BEGIN

Issue #94, opened 2019-03-15
Convert mouse pointer on hover


techytushar:
On the `/app/license_requests/` and `/app/archive_requests/` page, the mouse pointer should change to finger when the user hovers over the table items (license names) so that he knows that the items are clickable. In the current version it feels like they are just for displaying the info and not clickable. There can also be some sort of highlighting on mouse hover.

ithompson4:
Hello @techytushar. Can I work on this problem?

techytushar:
Sure, go ahead :+1:

ithompson4:
Hello @techytushar.
I was able to run the app and populate app_licensenames db table. But when I open `/app/license_requests/` and `/app/archive_requests/ pages`, the tables are empty. How can I populate the database tables? Thanks.

Ugtan:
One and the easy way would be to run the command ``` python manage.py loaddata ./app/testFiles/licenseRequests.json ``` as given [here](https://github.com/spdx/spdx-online-tools/tree/master/src/app/testFiles) or else just create data in database.

ithompson4:
Thanks, it worked.

ithompson4:
Could you please confirm that for the clickable fields under the columns Fullname, Short Identifier, License author name, and Submission Date (UTC) the pointer should be changed to a finger when it hovers over them.
Also, that each of those clickable fields should be highlighted when hovered over.

rtgdk:
@ithompson4 You can also use super admin Django feature to add your own licensename data rows. Also, we want that the mouse pointer should  be changed to `hand` (like when we hover over any link on google) and the hovered data row should be highlighted slight differently that the rest of the rows.

ithompson4:
I also noticed that on the `app/archive_requests/` page when I click on the `Unarchive` button, the “Unarchive” text is underlined in red. 
Is it a potential bug? Or does it work as designed? Can I raise an issue? Thanks.

rtgdk:
@ithompson4 I didn't notice the above bug. Can you please paste a screenshot of it?

ithompson4:
![Screenshot](https://user-images.githubusercontent.com/16367007/54665946-dcca5500-4abe-11e9-8c55-446b499a1af0.png)

rtgdk:
[...]

PR #102, opened 2019-03-20
Convert mouse pointer on hover Issue #94

ithompson4:
Fixed issue #94 Convert mouse pointer on hover:
Added css for `archive-requests.html` and `license-requests.html` files inside base.html
Fixed the issue with the Archive/unarchive button by adding type=`'button'` inside `<input>` tag.

### DIFF
--- a/src/app/templates/app/archive_requests.html
+++ b/src/app/templates/app/archive_requests.html
@@ -31,7 +31,7 @@
             <td>{{elem.submissionDatetime}}</td>
             <td>
               {% csrf_token %}
-              <input id='unarchive_button{{elem.id}}' class='btn btn-success' width='25px' value='Unarchive' />
+              <button id='unarchive_button{{elem.id}}' class='btn btn-success' width='25px' value='Unarchive'>Unarchive</button>
             </td>
           </tr>
         {% endfor %}
@@ -43,10 +43,6 @@
 </div>
 {% endblock %}
 {% block script_block %}
-
-<style>
-    th {text-align: center;}
-</style>
 
 <script type="text/javascript">
   $(document).ready(function () {
@@ -70,7 +66,7 @@ $('tbody tr').each(function (i,e) {
       var $licenseId = $(this).closest("tr").attr('id');
       location.href="/app/archive_requests/" + $licenseId;
     });
-    $('body').on('click', 'input[id^="unarchive_button"]', function (en) {
+    $('body').on('click', 'button[id^="unarchive_button"]', function (en) {
       en.stopImmediatePropagation();
       $("#modal-header").addClass("yellow-modal");
 	    $(".modal-footer").html('<button class="btn btn-success" id="confirm_unarchive"><span class="glyphicon glyphicon-off"></span> Confirm</button>');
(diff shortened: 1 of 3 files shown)


src/app/templates/app/archive_requests.html
```diff
@@ -46,6 +46,9 @@
 
 <style>
     th {text-align: center;}
+    .clickableRow {cursor: pointer;}
+    table#requests_table.dataTable td:hover {background-color: #ddd;}
```
rtgdk: We would like to show the whole row highlighted not a single data field. Use `tr` instead of `td`. Also, don't use the table id to set the style. This would be redundant if we change the name of the table in future. Rather use the style tag directly in the table tag above or set this default in the base.html `style` tag.

src/app/templates/app/license_requests.html
```diff
@@ -46,6 +46,9 @@
 
 <style>
     th {text-align: center;}
+    .clickableRow {cursor: pointer;}
+    table#requests_table.dataTable td:hover {background-color: #ddd;}
+    table#requests_table.dataTable .bt:hover {background-color: #f9f9f9;}
```
rtgdk: Same for these one

rtgdk:
@ithompson4 I suggested some changes above. I just noticed that we have style tag in many different html files in app. If you can move the `<style>` tag from all these html files to the `base.html` <style> tag it would be appreciated. 
We should have only one file containing all the css related tag.

src/app/templates/app/archive_requests.html
ithompson4: Moved `<style>` to base.html, used css for `tr` tag without id.

src/app/templates/app/license_requests.html
ithompson4: Moved `<style>` to base.html, used css for `tr` tag without id.

src/app/templates/app/archive_requests.html
```diff
@@ -31,7 +31,7 @@
             <td>{{elem.submissionDatetime}}</td>
             <td>
               {% csrf_token %}
-              <input id='unarchive_button{{elem.id}}' class='btn btn-success' width='25px' value='Unarchive' />
+              <input type='button' id='unarchive_button{{elem.id}}' class='btn btn-success' width='25px' value='Unarchive' />
```
rtgdk: We can change it to `<button>` tag instead `<input>`

ithompson4: Replaced with `<button>` tag

rtgdk:
@ithompson4 You can also combine the `style` tag from `xml_upload` and `license_information` to `base.html`.  I just checked that license_information uses specific ids to modify style.Can you generalise the style by adding a separate class for that? If we can use simple bootstrap tags instead of fixing the margin and font to some pixels, that would be great. Also, squash your commits into single one.

ithompson4:
@techytushar, I will squash my commits. 
@rtgdk, I will do it. Could it be better to create a new pull request for updates to the `xml_upload` and `license_information` files to keep better track of their changes? 
Thanks.

rtgdk:
@ithompson4 Cool, create a new PR for that.

ithompson4:
OK. Once you merge my commit I get the latest updates and continue working on it. Thanks.

rtgdk:
@ithompson4  you can work on the master branch. I will merge this with the new PR you will create and then merge the new pr with the master.

rtgdk:
@ithompson4 Changes looks good. Thanks! Merging.

PR #104, opened 2019-03-21
Add support for documenting API

### LINKED ISSUE #91: Add support for documenting API
Although, the wiki [here](https://github.com/spdx/spdx-online-tools/wiki/REST-API-Fields-Request-and-Response) is enough to interact with the API but adding a support for [API documentation](https://www.django-rest-framework.org/topics/documenting-your-api) will help people new to the repo, understand what the API can do without access to source code. It will also help them to see all the API endpoints available so that they can use these endpoints to test and analyze the requests and responses of the API endpoints which is not really possible in entering curl commands.

Ugtan:
Fixes #91

### DIFF
--- a/requirements.txt
+++ b/requirements.txt
@@ -8,3 +8,4 @@ lxml==4.2.5
 social-auth-app-django==2.1.0
 #for testing
 selenium==3.14.1
+drf-yasg==1.14.0
--- a/src/src/settings.py
+++ b/src/src/settings.py
@@ -50,6 +50,7 @@ INSTALLED_APPS = [
     'api',
     'rest_framework',
     'social_django',
+    'drf_yasg',
 ]
 
 MIDDLEWARE = [
--- a/src/src/urls.py
+++ b/src/src/urls.py
@@ -33,7 +33,20 @@ from django.conf import settings
 from django.conf.urls.static import static
 from rest_framework import routers
 from api import views
+from rest_framework import permissions
+from drf_yasg.views import get_schema_view
+from drf_yasg import openapi
 
+schema_view = get_schema_view(
+   openapi.Info(
+      title="SPDX Online Tools API",
+      default_version='v1',
+      description="API Documentation for SPDX Online Tools used to understand the capabilities of the \
+          tools by testing the requests and responses of the various API endpoints."
+   ),
+   public=True,
+   permission_classes=(permissions.AllowAny,),
+)
 
 router = routers.DefaultRouter()
 #router.register(r'users', views.UserViewSet)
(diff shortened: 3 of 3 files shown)


Ugtan:
@rtgdk I just found out why travis is failing. Drf-yasg works with django rest framework version 3.7.7 or greater which i didn't notice as when i install drf-yasg in my local machine it automatically upgraded the drf to 3.7.7. Moreover, this is also not working well with the current source, so, i think it is better to just drop this idea and use Postman instead. What do you think?

rtgdk:
@Ugtan Cool, go for postman.

Ugtan:
@rtgdk I was talking about this [tool](https://www.getpostman.com/downloads/) in which there is no need to enter curl commands just running the server and using the various api endpoints work well, i have tested it too. So, Should i just remove my above commit and add about this tool in the readme section?

rtgdk:
@Ugtan Yeah I know about postman. I would like if the documentation can be created by postman with as little changes as possible to the api structure and source code.

Ugtan:
There is no need to change anything, i have tried using one of the api endpoints and it is working fine. I will try using the other api endpoints as well and will update this PR soon!

Ugtan:
@rtgdk Please have a look on the documentation [here](https://documenter.getpostman.com/view/5806333/S17rvU4c#intro). I would like to have your thoughts on this. Thanks.

rtgdk:
@Ugtan  Looks great. I like the different languages api helper functions. Although, installing postman to run these seems not a good idea since its a third party tool.(If there's a way to run/test these endpoints from the online-tool itself, that would be great, I think swagger docs provide that ability, can you check?). Is there a way to port these documentation of different languages provided by postman into the online-tools on a separate url `/documentation` or port these to github wiki pages since using the [above url](https://documenter.getpostman.com/view/5806333/S17rvU4c) is not efficient.

Ugtan:
> If there's a way to run/test these endpoints from the online-tool itself, that would be great, I think swagger docs provide that ability, can you check?

I have already tried using the swagger docs, the problem i am facing with swagger and coreapi is that they are not providing options to upload file with the current source code. I tried looking around but not able to find a solution.



> Is there a way to port these documentation of different languages provided by postman into the online-tools on a separate url `/documentation` or port these to github wiki pages since using the [above url](https://documenter.getpostman.com/view/5806333/S17rvU4c) is not efficient.

Postman pro allows to serve the documentation on  a custom domain but the main disadvantage is its paid. I agree with you that using the above url is not efficient. I will try to figure something out.

rtgdk:
@Ugtan @goneall As mentioned on https://github.com/spdx/spdx-online-tools/pull/323, not sure if the generated swagger specs are correct or are we missing anything, closing this one.

PR #114, opened 2019-04-16
Add instructions for form fields in license submit

### LINKED ISSUE #106: license submit: instructions for fields/form
is it possible to add some instructions at the top of the page?

similarly, could we add hints for how to fill out some of the fields - maybe via a popup or via some text in the field that disappears when you then start typing?

Ugtan:
Fixes #106

### DIFF
--- a/src/app/templates/app/submit_new_license.html
+++ b/src/app/templates/app/submit_new_license.html
@@ -23,7 +23,9 @@
 
     <div class = "form-group">
       <div class="col-sm-12">
-      <label class="control-label col-sm-3" >License's Full Name</label>
+      <label class="control-label col-sm-3" >License's Full Name
+        <span class="glyphicon glyphicon-question-sign" id="fullnameInfo" data-toggle="popover" data-placement="auto left"></span>
+      </label>
         <div class="col-sm-4">
           {{ form.fullname }}
         </div>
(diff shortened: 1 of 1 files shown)


rtgdk:
The popover just flicker on small screen. Try to reduce your browser's screen and hover over the icon. (it might just be my browser, not sure) I am also not sure if it works correctly on mobile.

Still using bootstrap model is much better than simple hover. But I am not sure if this much text should be shown in hover. I think it should be condensed and link to https://spdx.org/spdx-license-list/license-list-overview#fields should be provided for further reference.

goneall:
@rtgdk Thanks for checking that.

I just emulated a phone using Chrome and the popover text doesn't show up when the screen is too small.  It looks like we need to go with reduced text and a link to make this work on a mobile phone.

I think most people will be using a desktop, but we should make it work for phone as well.

Ugtan:
@rtgdk @goneall I have adding a patch for the popover considering your feedback for making it more mobile friendly. The patch seems to work fine. Although, still some of the text may not be shown for the `shortIdentifier` as it is too long and will be exceeding the screen size and user has to scroll a bit to be able to see whole info. I will try to fix this, other than that i think it works well for the phones as well.

Ugtan:
> I just emulated a phone using Chrome and the popover text doesn't show up when the screen is too small

That is probably due to the fact that hover doesn't exist for touch screen devices(except iphone). But i have fixed it and the popover is triggered on click in case of mobile phones and on hover in case of desktops. I have also tested it(on firefox) and it is working. But it doesn't show up as it should on mobile but its not too bad as well. I feel like a bit less text would make it better(if possible).

goneall:
@Ugtan I just check the latest with your patch and the mobile works fine now.

rtgdk:
LGTM. Still not too sure about the length of the hover text or if we should add a link to https://spdx.org/spdx-license-list/license-list-overview#fields . @goneall @techytushar  If it looks good to you, go ahead and merge.

goneall:
I'll go ahead and merge and deploy so that @jlovejoy can review.

PR #119, opened 2019-05-17
Add validations for license submittal fields

### LINKED ISSUE #115: Validate license submittal fields
This license name and license ID can be validated using the rules documented in the pop over text.  We can pick a max. length of a short identifier - perhaps 25 characters.  We can make sure all characters are valid.

For the license name, we can check for starting with "the", parenthesis, etc.

Check the pop over text for what can be validated.

This is related to issue #106

Ugtan:
Fixes #115

### DIFF
--- a/src/app/templates/app/submit_new_license.html
+++ b/src/app/templates/app/submit_new_license.html
@@ -188,17 +188,18 @@ $(document).on('click', '#addSourceUrl', function(){
 <script type="text/javascript">
 function checkform() {
   $(".form-control").removeAttr('style');
-  if ($('#fullname').val().trim() === "") {
+  if (validate_fullname()) {
     scrollUpAndHighlight($('#fullname'))
-    return ("Please enter the license fullname.");
+    message = validate_fullname()
+    return (message + "Hover over to '?' for more info.");
   }
-  else if (($('#shortIdentifier').val().trim() == "")){
+  else if (($('#shortIdentifier').val().trim() == "") || !validate_identifier()){
     scrollUpAndHighlight($('#shortIdentifier'))
-    return("Please enter the identifier.");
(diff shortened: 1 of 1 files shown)


Ugtan:
I have added the following validation checks for the listed license submittal fields:
1. **License Fullname**
The validation checks added for the license fullname are-
[x] Restrict words starting with *the* for alphabetical sorting purposes.
[x] No commas in the license fullname or exception.
[x] Word *version* shouldn't be spelled out instead use 'v'.
[x] No period or space between version 'v' and version number.

2. **Short Identifier**
[x] Short identifiers must consists of ASCII letters (A-Za-z), digits (0-9), full stops (.) and hyphen or minus signs (-) only
P.s Short identifier cannot be more than 25 characters so, i don't think there is any need to validate it.

Please have a look and let me know if  i left some checks that needs to be covered. @goneall @techytushar

Ugtan:
> you could add text to describe what the valid text would be.

Did you mean to add more description of the error or just give example of what valid field would look like? I am not able to understand, can you be more descriptive?

goneall:
> Did you mean to add more description of the error or just give example of what valid field would look like? I am not able to understand, can you be more descriptive?

An ideal solution would be something very specific like "an invalid character '%' was found in the license ID".  Also, a very acceptable solution would be just to describe what is expected like "The license ID is invalid, short identifiers consist of ASCII letters ..."

I'll leave it to you how specific since there is a bit more work involved in giving the detailed descriptions.

Ugtan:
> An ideal solution would be something very specific like "an invalid character '%' was found in the license ID". Also, a very acceptable solution would be just to describe what is expected like "The license ID is invalid, short identifiers consist of ASCII letters ..."

Okay, got it.


> I'll leave it to you how specific since there is a bit more work involved in giving the detailed descriptions.

Yeah, I will figure something out.

Ugtan:
@goneall I have added a patch considering your feedback, please have a look. Thank you

goneall:
@Ugtan Changes look good.

I'll go ahead and merge.

PR #127, opened 2019-07-17
Compare submitted licenses with the rejected as well as yet not approved licenses.

Ugtan:
To Check if the submitted licenses matches with that of the once that are already rejected or yet not approved licenses by the legal team.

### DIFF
--- a/src/app/utils.py
+++ b/src/app/utils.py
@@ -11,14 +11,19 @@
 # See the License for the specific language governing permissions and
 # limitations under the License.
 
-import requests
-import json
 import base64
+import json
 import logging
-from app.models import UserID, User
+import re
 import socket
-from django.conf import settings
 
+import requests
+from django.conf import settings
+from spdx_license_matcher.computation import get_close_matches
+
+from app.models import User, UserID
+
+from .models import LicenseRequest
 
 NORMAL = "normal"
 TESTS = "tests"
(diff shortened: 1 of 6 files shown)


Ugtan:
@goneall @techytushar I have tested it and it is working on my machine I will attach the SC but still I would encourage to test it, just a note for the development it will only work for the issues you have created as the license request you create will be present on the local database but it won't be an issue in the production. Here's the SC
Screenshot_20190720_022052

goneall:
Looks good to me.

@techytushar Let me if you think this is OK to merge.

src/app/utils.py
```diff
@@ -285,3 +291,184 @@ def createLicenseNamespaceIssue(licenseNamespace, token, urlType):
...
+    """
+    licenseIds = []
+    licenseTexts = []
+    for issue in issues:
+        if issue.get('pull_request') is None:
+            licenseInfo = issue.get('body')
+            if '[SPDX-Online-Tools]' in issue.get('title'):
+                licenseIdentifier = re.search(r'(?im)short identifier:\s([a-zA-Z0-9|.|-]+)', licenseInfo).group(1)
+                licenseIds.append(licenseIdentifier)
+                licenseXml = str(LicenseRequest.objects.get(shortIdentifier=licenseIdentifier).xml)
```
techytushar: There should be exception handling here, as its giving me Query does not error .

Ugtan: That error is probably due to no issues being labeled as new request or reject ones but good point I will add error handling to it soon. Thanks for pointing that out. :)

src/app/utils.py
```diff
@@ -285,3 +291,184 @@ def createLicenseNamespaceIssue(licenseNamespace, token, urlType):
...
+                textStr = textStr[:-7].strip().replace('&lt;', '<').replace('&gt;', '>').strip()
+            data['text'] = textStr.strip()
+        else:
+            data['text'] = ''
+    except Exception as e:
+        data['text'] = ''
+    return data
+
+
+def get_xml():
```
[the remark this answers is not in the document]
Ugtan: @techytushar So, apparently the functions(`get_xml` and `download_xml_file`) were doing nothing and wasn't even used anywhere else in the code except within themselves. I just realised now and I have removed them. These were added in this [commit](https://github.com/spdx/spdx-online-tools/pull/31/commits/31c0ed4b437a3239ab18da4645ee1313156c4d3f).

Ugtan:
@techytushar @goneall I have updated the branch with the requested changes. Please have a look. Thanks

goneall:
Great - I'll go ahead and merge

PR #130, opened 2019-08-09
Fix xvfb-run errors in Travis script

goneall:

### DIFF
--- a/.travis.yml
+++ b/.travis.yml
@@ -23,6 +23,6 @@ install:
 script:
   - sudo systemctl status xvfb
   - cd src
-  - xvfb-run python manage.py makemigrations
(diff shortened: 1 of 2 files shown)


goneall:
I attempted to fix the travis build failures.

Adding a -a to the xvfb-run commands seems to resolve the problem (solution referenced in https://stackoverflow.com/questions/16726227/xvfb-failed-start-error).

However, now I am getting the following error on the make-migrations:

`ImportError: numpy.core.multiarray failed to import`

@rtgdk I don't think this is related to my fix.  If you agree, go ahead and merge and we can add a different issue for the import error.

rtgdk:
@goneall @techytushar Travis build working fine after updating requirements. Merging.

Issue #144, opened 2020-02-08
Running the server shows an error no module named secret in settings.py file


anshuldutt21:
While running the command python manage.py runserver an error comes up showing no module exists named secret in settings.py file. It should be renamed as
from .secret import getgithubkey and others,  since we are accessing the file in the same directory as of the settings.py file

rtgdk:
@anshuldutt21 Are you sure this is not specific to the python version/ virtualenv setup / Django version? because it has beem working fine for us in the past.

Did you setup your local repo using the instruction in README?

anshuldutt21:
@rtgdk I think you are right about this issue being specific to the python version. I tried resetting up and it worked.

rtgdk:
Closing this then.

PR #145, opened 2020-02-08
change settings file import error issue#144

anshuldutt21:
Change line from secret to .secret.
Fix for issue #144.


rtgdk:
I am not sure if we need his change, since this might be the affect of a specfic python/django version.

Issue #148, opened 2020-02-14
Submit new license request doesnt work since License Request is not imported


anshuldutt21:
We need to import the License Request from the models to make it work

rtgdk:
Can you post the error? @anshuldutt21

anshuldutt21:
![Screenshot from 2020-02-15 21-46-29](https://user-images.githubusercontent.com/45336622/74591301-d4ff9180-503c-11ea-86c8-cd1f90332a18.png)
This is the error that appears when we submit a new license request.

rtgdk:
@anshuldutt21 But it works in production, can you please check your local setup/ virtualenv? I think this is a python import error specific to the version.

Also, did you try and replicate this in production? https://spdxtools.sourceauditor.com/

anshuldutt21:
@rtgdk It works in production. But I dont understand how it is working if we have'nt imported the model License Request in utils.py. The name will remain undefined. Also I  think there won't be any harm in adding a word along with from app.models import User, UserId. It will make it less prone to version specific errors.

rtgdk:
@anshuldutt21 If you think it's a real issue, you can raise a PR and we will check that on our end.

techytushar:
Closing this, resolved in #149

PR #149, opened 2020-02-17
Import LicenseRequest and namespace to utils

anshuldutt21:
Import License Request from app.models to overcome the error raised in form submission - 'License Request does not exist', line 440 in utils.py.
Issue #148

### DIFF
--- a/src/app/utils.py
+++ b/src/app/utils.py
@@ -28,7 +28,7 @@ from spdx_license_matcher.computation import (checkTextStandardLicense,
 from spdx_license_matcher.difference import get_similarity_percent
 from spdx_license_matcher.utils import get_spdx_license_text
 
-from app.models import User, UserID
+from app.models import User, UserID, LicenseRequest, LicenseNamespace
 
 NORMAL = "normal"
 TESTS = "tests"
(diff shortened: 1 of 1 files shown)


rtgdk:
Change makes sense. I think production does not have updated spdx-online-tools that's why it was working in production.

@goneall When was the last time production got updated with master?

src/app/utils.py
```diff
@@ -28,7 +28,7 @@
 from spdx_license_matcher.difference import get_similarity_percent
 from spdx_license_matcher.utils import get_spdx_license_text
 
-from app.models import User, UserID
+from app.models import User, UserID, LicenseRequest, LicenseNamespace
```
rtgdk: Instead of LicenseRequest, it should be License on line 437 in utils and everywhere else in utils. `shortIdentifier` is a field of License not LicenseRequest

anshuldutt21:
@rtgdk Is this change fine? I can edit the pull request message.

rtgdk:
@anshuldutt21  Thanks! LGTM. Merging.
I am not sure how we didn't catch this issue in testing.

Issue #93, opened 2019-03-12
Add versioning information to the application


goneall:
Since we are now deploying multiple versions of the app, we should add a version to the application and display the version in the about page. It would also be nice to display the version of the SPDX tools used in the backend as well.

rtgdk:
Totally agree with you. We should also keep track of the major changes done during the development of a version (both java and online-tools).
Ideas I can think of right now:
1. Using `settings.py` file for maintaining the current version
2. Using git tag to mark commits to a specific version and use GitHub releases feature.
3. Having a wiki where we maintain changes done in a version.
I am open to other ideas as well of tagging and maintaining version and displaying the changes in some other/third party way, if its more convenient.

techytushar:
We can also use Milestone on GitHub to set feature requests for further versions.

abhishekspeer:
@goneall @rtgdk @techytushar Can I work on this issue?

rtgdk:
@abhishekspeer  Sure go ahead!

Ugtan:
@abhishekspeer Are you still working on this issue? if not, i would like to work on it.

abhishekspeer:
Thanks for asking @Ugtan 
I had my University exams earlier. I’m working on it right now and will submit a PR soon. Thanks again. :)

Ugtan:
No issues 😊 @abhishekspeer

rtgdk:
We would like to include the changelog in the wiki. (Format of the changelog should also be specified in that wiki). Before that, you should present any versioning strategy that would be best for this project. We can keep the online-tools version and java-tools version in settings.py or any other file and show it at the bottom of the web page. We should also create a wiki on how/when to change a version. Some application follow <Major.Minor.Patch> strategy. When a patch is added we change only the last digit. For eg: `1.0.1` to `1.0.2`. Also, if we can use the github release feature that would be great. Basically you can describe your strategy on the issue itself or include some PR to show how you plan to implement it. Once we have that, the mentors will help you guide what extra things can be included.

anshuldutt21:
@rtgdk its best to include a file (versions) to show the java tools version and display the value in the web home page.

rtgdk:
@anshuldutt21 You are welcome to open a PR for the same.

PR #150, opened 2020-02-17
Add version information and render in front page

anshuldutt21:
Add a new file version information to keep record of the versions.
Render the version information in the about page of spdx.
Fixes for issue #93


rtgdk:
@anshuldutt21 LGTM. Although, the version number for java is not correct, I think it is 2.1.8.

END

• [WHAT IS NEEDED]: Whenever a line in the entries above includes the word "failed", pull that line out.

• [ANSWER SECTION]:
Adding a -a to the xvfb-run commands seems to resolve the problem (solution referenced in https://stackoverflow.com/questions/16726227/xvfb-failed-start-error).
`ImportError: numpy.core.multiarray failed to import`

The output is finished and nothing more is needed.